Alloy only discovered directories that existed at startup. After a Docker volume wipe, Alloy came up and tailed the Zeek directories that existed at that moment, but new hourly directories created afterward weren’t picked up. The fix was the sync_period on the file match, which tells Alloy to re-scan for new matching paths on an interval rather than only at boot:

1
2
3
4
local.file_match "zeek_logs" {
  path_targets = [ /* ... */ ]
  sync_period  = "10m"
}

Without that, every new hour’s logs would sit on disk unread until the next container restart.

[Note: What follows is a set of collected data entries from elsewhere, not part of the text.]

PR #237, opened 2020-08-11
riscv: Clear reservation state on slowpath exit

sorear:
For those wondering, this code was correct when it was written as trap-return instructions were originally specified to clear reservations.  riscv/riscv-isa-manual@03a5e722 broke the link between the privileged architecture and the memory model as part of RVWMO pre-ratification improvements.

### DIFF
--- a/src/arch/riscv/c_traps.c
+++ b/src/arch/riscv/c_traps.c
@@ -45,6 +45,9 @@ void VISIBLE NORETURN restore_user_context(void)
         LOAD_S "  gp, (2*%[REGSIZE])(t0)  \n"
         /* skip tp */
         /* skip x5/t0 */
+        /* no-op store conditional to clear monitor state */
+        /* this may succeed in implementations with very large reservations, but the saved ra is dead */
+        "sc.w zero, zero, (t0)\n"
         LOAD_S "  t2, (6*%[REGSIZE])(t0)  \n"
         LOAD_S "  s0, (7*%[REGSIZE])(t0)  \n"
         LOAD_S "  s1, (8*%[REGSIZE])(t0)  \n"


xurtis:
To clarify, the following change in behaviour is why the code you have introduced correctly clears any reservation (as now only one reservation may be outstanding in a hart), yes?

> In the standard A extension, an SC must fail if there is another SC (to any address) between the LR and the SC in program order.  In other words, multiple outstanding reservations are not permitted.

sorear:
That's the relevant clause but I'm not sure "only one reservation" is the best way to think about it.  Under the old rules you could succeed all SC if there was a LR more recent than the last xRET and fail all SC if there was a xRET more recent than the last LR.

xurtis:
At any rate, I'm happy that this change is necessary here (and not on the fastpath). This also looks like is should still be compatible with any implementation that hasn't incorporated those changes.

The active-capture race. The batch script must not process the PCAP that tcpdump is still writing to. The loop skips any uncompressed capture modified in the last 65 minutes, on the assumption that the current hour’s file is still live and only the rotated-and-gzipped ones are safe to read. It’s a heuristic, but it’s held up.

Where this leaves us

All three streams are now live and unified:

  • Cowrie, Suricata (from the Pi), and Zeek (from the Mac) all in one Loki.
  • One shared src_ip label across every job, so the dashboard’s attacker pivot spans all three.
  • Community ID in both Suricata and Zeek, so any flow joins deterministically between them.
  • The Zeek leg feeding itself hourly via cron, decoupled from the live sensor.

Open the dashboard, set the time range to cover recent captures, and pivot the Attacker IP dropdown to one of the day’s scanners. Every panel populating, Cowrie session detail next to Suricata signatures next to Zeek’s port-by-port connection record, is the moment the whole thing comes together.

loki

What’s left is making sense of it all without manually reading thousands of events a day. That’s the AI reporting layer, and it’s the final post.